Stored items:
====
PR #337, opened 2018-04-13
New Dev Portal Templates (in-progress)

mDuo13:
For now, use `dactyl_build -c 5layers.yml` to build the version that has the new hierarchical structure. The plan is to build out the new config and eventually swap it in for the existing `dactyl-config.yml` file.

- [x] breadcrumbs down to 5 layers of nesting for docs
- [x] placeholder templates for some of our planned landing pages
- [x] alternate config that demonstrates the 5-layer nesting. 
- [x] Category title links to first page in category, with the expander/collapser being a separate button
- [x] Change expander/collapser to use "+/-"  and be to the left of the category name
- [x] top navigation by "funnel"
- [x] category pages have a "doc_type" header above the side nav
- [x] search bar (uses Google—needs Google to index the site before it'll work)
- [x] new footer
- [x] new Home page
    - <s>"You're in Great Company" section</s>
   - [x] "Built on the XRP Ledger" section
   - [ ] Non-placeholder graphics?
- [x] "Docs" landing page
    - [x] drop "popular tools" from Docs landing
    - [x] add Doc Index to docs landing (below the fold) and drop index from home landing
- [x] Sidebars that work outside of the "Docs" funnel
- [x] "Use Case" page templates
- <s>"Related Resources" box-</s>
- [x] Change home landing call-to-action verbs
- [x] full fluid layout
    - [x] 1-column pages
    - [x] 3-column pages
    - [x] tools with sidebar nav (move to right in 3-col layout?)
    - [x] breakpoint for right column on narrow views
- [x] Extra "supercategory" level for rippled API reference
    - [x] sidebar nav support
    - [x] breadcrumbs support
    - [x] page-children support
- [x] full "Docs" index support in page-children
- [x] API Reference landing page
- [ ] Landing design updates
    - [x] New splash at top
    - [x] Redone "XRP Ledger Features" section
    - [ ] Update "Built on XRP Ledger" section
        - [ ] button-links for every card (just "Contact" for the not-yet-written ones)
        - [ ] align icons (text below icons maybe?)
        - [x] move "Have an idea?" up above modules
    - [ ] Dividing lines between some modules?
    - [ ] Make "References" look good under the new rules / design space
- [ ] General visual polish
    - [x] optimize line length by font size
    - [ ] Test Net sidebar cleanup
    - [ ] ripple.txt Validator input box sizing
    - [x] Make modules cards with visible edges again
    - [x] Remove bullet points from link lists in cards
        - [ ] fix link hierarchy in some cards (e.g. References box on Docs home)
    - [ ] Only one link to known amendments
    - [ ] Use dates for "New and Updated Docs"
    - [ ] For cards with one action, make the whole card a link w/ hover effect but no header links
        - [x] make whole card a link
        - [ ] add hover effect
    - [ ] smaller icons and fonts for XRP features
    - [x] "Related Resources" - align body text (maybe by moving "login required" up a line)
    - [x] "external link" icon smaller everywhere
    - [x] Reduce colors in footer (match ripple.com?)
    - [x] match footer padding to landing section padding
    - [x] move search button inside search input box (!?)
    - [x] avoid center-aligning things
        - [ ] fix card images centering undesirably
    - [ ] make entire left nav collapsible(??)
====
Lines containing the word "smaller": how many are there in the data above? Reply with only that number.

2